But she didn't want to pass that on to our kids so we got a dog. She will now
never live without two dogs.

You don't know it yet, but dogs are, with almost no exceptions, wonderful,
loving beings. All they want to do is be part of your pack and make you happy,
and get love back.

This sounds like a great opportunity for you. Pick one dog. Learn it's name.
Say hi to it. Pet it. It won't take long if you get to see it regularly. You
be forever grateful you did.

------
maxharris
Why not try to learn to like dogs?

In the past, I have generally disliked pets. However, my wife really wants a
dog. So over the years I've grown to dislike them less and less, to the point
where they now generally make me smile.

They might make you uncomfortable now, but it doesn't have to be that way if
you try.

(Oh, and by the way, I'm incredibly allergic to dogs and cats. But I get
around this by washing my hands after touching them. I've also been told that
there are shots you can get that will cure pet allergies such as these.)

------
Osiris
I've found that generally my managers are pretty approachable and I've never
had any fears of expressing concerns I have with them during my bi-weekly or
monthly 1:1 sessions.

If you're not having 1:1 sessions with your manager, you should be. It's a
great way to nip issues in the bud before they become unmanageable.

------
bhhaskin
The thing I think everyone is missing is that it isn't their employer who has
the policy. It is the other business in the same office space. I would still
talk to HR about it, but it might not be up to that employer if dogs are
allowed or not (except to find another office space).

------
yoav
1) Tell your employer about the problem. But don't accept any 'outs' from
confronting your fear. Present it as an opportunity to overcome this phobia.
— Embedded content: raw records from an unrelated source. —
PR #7299, opened 2026-05-29
Fix between subquery double planning

### LINKED ISSUE #5152: BETWEEN Expression Evaluates Left Side Twice

HairstonE:
## Description

BETWEEN gets rewritten into `>= low AND <= high` early in the planner, which duplicates the left-hand expression. When that expression is a subquery, the subquery planner sees two separate copies and plans each one independently. The expr cache can't help because it operates at codegen time, after the rewrite already happened.

This fix moves the BETWEEN rewrite to after the point where the AST is in a shape where the subquery has already been planned once. This allows the codegen to emit the subquery exactly once and have both arms of the rewritten AND read its result from the same register.

## Motivation and context

Closes #5152

## Description of AI Usage

Claude was used for codebase exploration and tracing the phase ordering between the BETWEEN rewrite and subquery planning.

### DIFF
--- a/core/translate/subquery.rs
+++ b/core/translate/subquery.rs
@@ -40,7 +40,7 @@ use super::{
     emitter::{Resolver, TranslateCtx},
     main_loop::LoopLabels,
     plan::{Aggregate, Operation, QueryDestination, Scan, Search, SelectPlan},
-    planner::{resolve_window_and_aggregate_functions, TableMask},
+    planner::{resolve_window_and_aggregate_functions, rewrite_between_in_where_clause, TableMask},
 };
 
 struct DirectMaterializedSubquery {
@@ -242,6 +242,7 @@ pub fn plan_subqueries_from_select_plan(
             SubqueryOrigin::SelectWhere,
             SubqueryPosition::Where.allow_correlated(),
         )?;
+        rewrite_between_in_where_clause(&mut plan.where_clause);
     }
 
     // GROUP BY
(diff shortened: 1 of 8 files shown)


HairstonE:
I went through at least a couple tries at fixing this issue. The first attempt was to skip the rewrite when the LHS contains an unplanned subquery. Which just skips the corner case instead of actually fixing it, so I didn't go with that. I also found multiple `expr_contains_subquery` functions, one in update and one in select. That could be something to keep an eye on or refactor at a later date.

EDIT: ~~Making this a draft until I fix that CI snapshot failure.~~ Fixed the snapshot.

core/translate/subquery.rs
```diff
@@ -242,6 +242,7 @@ pub fn plan_subqueries_from_select_plan(
             SubqueryOrigin::SelectWhere,
             SubqueryPosition::Where.allow_correlated(),
         )?;
+        rewrite_between_in_where_clause(&mut plan.where_clause);
```
LeMikaelF, line 245: I'm not sure this is the right fix. `HAVING` clauses don't have this planning-time rewrite, and they don't suffer from the double-evaluation bug. Moreover, `BETWEEN` expressions are rewritten twice with similar logic: here, and later in `build_between_terms` (translation). `translate_expr` has an expression cache that is able to deduplicate these terms (at translation time).

I would question why `WHERE` clauses need this special handling at all. Claude Code tells me that it was designed this way to feed binary expressions to access method selection (`constraints_from_where_clause`), but that this methods already has the correct machinery to deal with expressions, so that the special handling could maybe be removed and instead we could rely in the expression cache in `translate_expr`.

I don't have a very clear picture of the fix, but it sounds like there's something there.

HairstonE: This is insightful. I didn't even realize this was special casing. I agree it sounds like there is something there. I'll close this and see where this path leads. 
Thanks for taking the time to give me feedback!

PR #7974, opened 2026-07-23
core/translate: reject NULLS FIRST/LAST in index definitions and upsert targets

### LINKED ISSUE #7944: Turso silently ignores NULLS FIRST/LAST in CREATE INDEX statements
We should reject `NULLS FIRST` and `NULLS LAST` in `CREATE INDEX` because SQLite doesn't allow them, and we ignore them anyways.

```
$ tursodb /tmp/b.db 'create table t(a); create index idx on t(a nulls first);'
$ sqlite3 /tmp/b.db 'select * from t;'
Parse error in 2nd command line argument: malformed database schema (idx) - unsupported use of NULLS FIRST (11)
```

roboturso:
SQLite rejects explicit NULLS FIRST/LAST wherever an index key is
defined or matched (sqlite3HasExplicitNulls): CREATE INDEX, table
PRIMARY KEY/UNIQUE constraints, and UPSERT conflict targets. Turso
silently ignored the clause. For CREATE INDEX and table constraints
this stored the original SQL in sqlite_schema, and SQLite then refused
to open the database with "malformed database schema - unsupported use
of NULLS FIRST", so accepting the statement effectively produced a
database SQLite cannot read. For UPSERT targets it was a prepare-time
compatibility divergence.

Add a shared reject_explicit_nulls helper and call it from index
column resolution (covering both the CREATE INDEX translation path and
schema loading via Index::from_sql), from create_table (covering both
CREATE TABLE translation and schema loading of PRIMARY KEY/UNIQUE
table constraints), and from resolve_upsert_target. Emit SQLite's
exact error text ("unsupported use of NULLS FIRST"/"unsupported use of
NULLS LAST"). Explicit NULLS ordering in ORDER BY is unaffected.

Tests: make -C sqlite/conformance run-rust ARGS="--snapshot-filter __never__ --filter '*nulls*rejected'"

Fixes #7944

### DIFF
--- a/core/translate/index.rs
+++ b/core/translate/index.rs
@@ -882,11 +882,26 @@ pub fn resolve_sorted_columns(
     resolve_sorted_columns_with_resolver(table, cols, None)
 }
 
+/// SQLite rejects explicit `NULLS FIRST`/`NULLS LAST` wherever an index key
+/// is defined or matched: CREATE INDEX, table PRIMARY KEY/UNIQUE constraints,
+/// and UPSERT conflict targets (see `sqlite3HasExplicitNulls`). Accepting the
+/// clause in schema definitions would store SQL in `sqlite_schema` that
+/// SQLite refuses to load ("malformed database schema").
+pub fn reject_explicit_nulls(cols: &[SortedColumn]) -> crate::Result<()> {
+    for sc in cols {
+        if let Some(nulls) = sc.nulls {
+            crate::bail_parse_error!("unsupported use of {}", nulls);
+        }
+    }
+    Ok(())
+}
+
 fn resolve_sorted_columns_with_resolver(
     table: &BTreeTable,
     cols: &[SortedColumn],
     resolver: Option<&Resolver>,
 ) -> crate::Result<crate::alloc::Vec<IndexColumn>> {
+    reject_explicit_nulls(cols)?;
     let mut resolved =
         <crate::alloc::Vec<_> as crate::alloc::TursoTryWithCapacityExt>::try_with_capacity_ext(
             cols.len(),
--- a/core/schema.rs
+++ b/core/schema.rs
@@ -12,7 +12,9 @@ use crate::translate::emitter::Resolver;
 use crate::translate::expr::{
     bind_and_rewrite_expr, walk_expr, walk_expr_mut, BindingBehavior, WalkControl,
 };
-use crate::translate::index::{resolve_index_method_parameters, resolve_sorted_columns};
+use crate::translate::index::{
+    reject_explicit_nulls, resolve_index_method_parameters, resolve_sorted_columns,
+};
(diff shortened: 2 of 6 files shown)


sqlite/conformance/sqlite-sqltests/create-index-nulls-ordering-error.sqltest
```diff
@@ -0,0 +1,30 @@
+@database :memory:
```
penberg: Move these tests to `create_index.sqltest` file.

core/translate/index.rs
```diff
@@ -892,6 +892,12 @@ fn resolve_sorted_columns_with_resolver(
             cols.len(),
         )?;
     for sc in cols {
+        // SQLite rejects explicit NULLS FIRST/LAST in index definitions
+        // (see sqlite3HasExplicitNulls). Accepting it here would write a
+        // schema entry that SQLite reports as malformed on read-back.
```
penberg: This comment is redundant, let's just drop it.

sqlite/conformance/sqlite-sqltests/create-index-nulls-ordering-error.sqltest
roboturso: Done — moved the three tests into `create_index.sqltest` (with `@cross-check-integrity` to match the neighboring error tests) and deleted the standalone `create-index-nulls-ordering-error.sqltest` file.

core/translate/index.rs
roboturso: Dropped the comment.

penberg:
@claude review

roboturso:

Reviewed the fix and found the rejection was incomplete: SQLite's `sqlite3HasExplicitNulls` also guards table `PRIMARY KEY`/`UNIQUE` constraints and UPSERT conflict targets, and Turso still silently accepted `NULLS FIRST/LAST` in both. The table-constraint case produces the same corruption as #7944 — I verified `CREATE TABLE t(a, UNIQUE(a NULLS FIRST))` written by Turso makes SQLite fail with `malformed database schema (t) - unsupported use of NULLS FIRST`. The upsert case (`ON CONFLICT (a NULLS FIRST)`) is a prepare-time compat divergence (SQLite rejects via `sqlite3UpsertAnalyzeTarget`).

Addressed by extracting a shared `reject_explicit_nulls()` helper in `core/translate/index.rs` and calling it from index column resolution (as before), `create_table` in `core/schema.rs` (covers both CREATE TABLE translation and schema loading), and `resolve_upsert_target`. Added `.sqltest` coverage in `create_table.sqltest` (3 tests) and `upsert.sqltest` (1 test). All 7 regression tests pass, full conformance suite and `cargo test -p turso_core` are green, clippy/fmt clean, and explicit NULLS in ORDER BY remains unaffected.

2) Get this book, or one like it
([https://www.amazon.com/gp/aw/d/0195311353/](https://www.amazon.com/gp/aw/d/0195311353/))
CBT is a powerful way to rewire your brain, so "dog = fear" will be a thing of
the past in a few weeks of practice.

There probably isn't a safer place to practice exposures since people don't
bring unfriendly dogs to work, and you can see the dogs interact with people
before you practice exposure and pick ones that are
smaller/friendlier/calmer/safer-feeling to start with.

------
j28xfc5qsc
If you don't want to work around dogs, your employer should accommodate that.
But it's also worth considering that it sounds like you have a phobia, and
phobias are a curable condition. It would help you going forward if you
weren't afraid of dogs. If getting bitten by a dog in the workplace was a
significant risk, your employer's insurance would not allow them to put dogs
in the workplace. A psychologist could help you with this issue, if you want
help.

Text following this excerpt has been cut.